> [Directions]:
In the entries that follow, find each line with the word "desiprisg" and copy it.

> [Data shown]:
•••••

PR #3302, opened 2024-05-01
fix(clerk-js): UI fixes for phone input and OTP inputs

octoper:
## Description

This PR fixes 2 UI issues that were found when using `@tailwindcss/forms`, the first problem was that phone number had the country code flowing over the phone input and the other one was that the OTP where huge due to `box-sizing: content-box`

## Before
CleanShot 2024-05-01 at 21 17 01@2x

CleanShot 2024-05-01 at 21 16 23@2x

# After
CleanShot 2024-05-01 at 21 31 45@2x

CleanShot 2024-05-01 at 21 15 53@2x

## Checklist

## Type of change

- [X] 🐛 Bug fix
- [ ] 🌟 New feature
- [ ] 🔨 Breaking change
- [ ] other:

### DIFF
--- a/packages/clerk-js/src/ui/elements/PhoneInput/PhoneInput.tsx
+++ b/packages/clerk-js/src/ui/elements/PhoneInput/PhoneInput.tsx
@@ -190,7 +190,7 @@ const PhoneInputBase = forwardRef<HTMLInputElement, PhoneInputProps & { feedback
                 borderWidth: 0,
                 borderTopLeftRadius: 0,
                 borderBottomLeftRadius: 0,
-                paddingLeft: `${`+${selectedCountryOption.country.code}`.length + 1}ch`,
+                paddingLeft: `${`+${selectedCountryOption.country.code}`.length + 1.5}ch`,
                 '&:focus': {
                   borderColor: 'unset',
                   boxShadow: 'unset',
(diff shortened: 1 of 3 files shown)


desiprisg:
Did we check if these issues appear only without `simpleStyles: true` ? If they appear with or without it, I'd suggest doing a check with both settings and see if both are fixed.

packages/clerk-js/src/ui/elements/PhoneInput/PhoneInput.tsx
```diff
@@ -180,14 +179,22 @@ const PhoneInputBase = forwardRef<HTMLInputElement, PhoneInputProps & { feedback
...
               transitionTimingFunction: t.transitionTiming.$common,
               transitionDuration: t.transitionDuration.$focusRing,
+              // This ensures that this input will never have any border or boxShadow styles.
+              '&[type=tel]': {
+                borderRadius: t.radii.$md,
+                borderWidth: 0,
+                borderTopLeftRadius: 0,
+                borderBottomLeftRadius: 0,
+                paddingLeft: t.space.$1,
+                '&:focus': {
```
desiprisg, line 193: What about hover and active states?

octoper:
@desiprisg Yeah I have checked both and they had the same issues but those changes fixes them both

packages/clerk-js/src/ui/elements/PhoneInput/PhoneInput.tsx
octoper: Hover and active states are not changed by default but we can include them as well

desiprisg (approved):

anagstef (approved):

•••••

> [Result]:
desiprisg:
desiprisg, line 193: What about hover and active states?
@desiprisg Yeah I have checked both and they had the same issues but those changes fixes them both
desiprisg (approved):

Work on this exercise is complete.